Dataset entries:
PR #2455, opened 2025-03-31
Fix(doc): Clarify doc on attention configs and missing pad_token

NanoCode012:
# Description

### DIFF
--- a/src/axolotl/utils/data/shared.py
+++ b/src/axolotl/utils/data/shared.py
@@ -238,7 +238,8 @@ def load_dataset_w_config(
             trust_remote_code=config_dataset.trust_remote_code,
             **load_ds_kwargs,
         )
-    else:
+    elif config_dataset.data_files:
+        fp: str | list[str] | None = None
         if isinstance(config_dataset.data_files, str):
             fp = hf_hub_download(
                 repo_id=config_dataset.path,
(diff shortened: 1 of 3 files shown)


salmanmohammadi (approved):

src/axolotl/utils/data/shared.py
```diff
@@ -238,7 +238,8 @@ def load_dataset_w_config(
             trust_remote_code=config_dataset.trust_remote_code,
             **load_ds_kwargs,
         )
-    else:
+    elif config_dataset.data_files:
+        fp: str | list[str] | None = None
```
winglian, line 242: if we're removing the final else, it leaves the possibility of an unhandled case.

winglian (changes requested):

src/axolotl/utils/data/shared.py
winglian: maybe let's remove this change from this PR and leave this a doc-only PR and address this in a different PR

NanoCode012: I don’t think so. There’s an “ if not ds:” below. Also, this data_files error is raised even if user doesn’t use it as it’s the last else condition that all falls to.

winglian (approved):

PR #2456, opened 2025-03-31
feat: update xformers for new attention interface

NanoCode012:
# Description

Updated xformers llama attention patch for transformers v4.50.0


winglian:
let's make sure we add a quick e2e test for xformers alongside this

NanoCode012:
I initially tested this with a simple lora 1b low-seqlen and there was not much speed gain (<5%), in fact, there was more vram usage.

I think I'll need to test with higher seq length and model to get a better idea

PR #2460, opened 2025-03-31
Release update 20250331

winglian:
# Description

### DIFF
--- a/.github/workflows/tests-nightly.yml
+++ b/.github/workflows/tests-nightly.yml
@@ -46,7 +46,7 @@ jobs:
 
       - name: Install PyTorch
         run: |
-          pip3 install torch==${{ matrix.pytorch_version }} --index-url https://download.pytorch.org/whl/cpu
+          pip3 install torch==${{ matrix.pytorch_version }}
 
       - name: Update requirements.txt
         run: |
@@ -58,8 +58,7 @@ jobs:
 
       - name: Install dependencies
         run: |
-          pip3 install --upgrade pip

| Task directions |
Copy out the lines starting at the one containing "(diff shortened: 1 of 3 files shown)" and ending with the last line of the entries. Include nothing else.

| Output for this task |
(diff shortened: 1 of 3 files shown)


salmanmohammadi (approved):

src/axolotl/utils/data/shared.py
```diff
@@ -238,7 +238,8 @@ def load_dataset_w_config(
             trust_remote_code=config_dataset.trust_remote_code,
             **load_ds_kwargs,
         )
-    else:
+    elif config_dataset.data_files:
+        fp: str | list[str] | None = None
```
winglian, line 242: if we're removing the final else, it leaves the possibility of an unhandled case.

winglian (changes requested):

src/axolotl/utils/data/shared.py
winglian: maybe let's remove this change from this PR and leave this a doc-only PR and address this in a different PR

NanoCode012: I don’t think so. There’s an “ if not ds:” below. Also, this data_files error is raised even if user doesn’t use it as it’s the last else condition that all falls to.

winglian (approved):

PR #2456, opened 2025-03-31
feat: update xformers for new attention interface

NanoCode012:
# Description

Updated xformers llama attention patch for transformers v4.50.0


winglian:
let's make sure we add a quick e2e test for xformers alongside this

NanoCode012:
I initially tested this with a simple lora 1b low-seqlen and there was not much speed gain (<5%), in fact, there was more vram usage.

I think I'll need to test with higher seq length and model to get a better idea

PR #2460, opened 2025-03-31
Release update 20250331

winglian:
# Description

### DIFF
--- a/.github/workflows/tests-nightly.yml
+++ b/.github/workflows/tests-nightly.yml
@@ -46,7 +46,7 @@ jobs:
 
       - name: Install PyTorch
         run: |
-          pip3 install torch==${{ matrix.pytorch_version }} --index-url https://download.pytorch.org/whl/cpu
+          pip3 install torch==${{ matrix.pytorch_version }}
 
       - name: Update requirements.txt
         run: |
@@ -58,8 +58,7 @@ jobs:
 
       - name: Install dependencies
         run: |
-          pip3 install --upgrade pip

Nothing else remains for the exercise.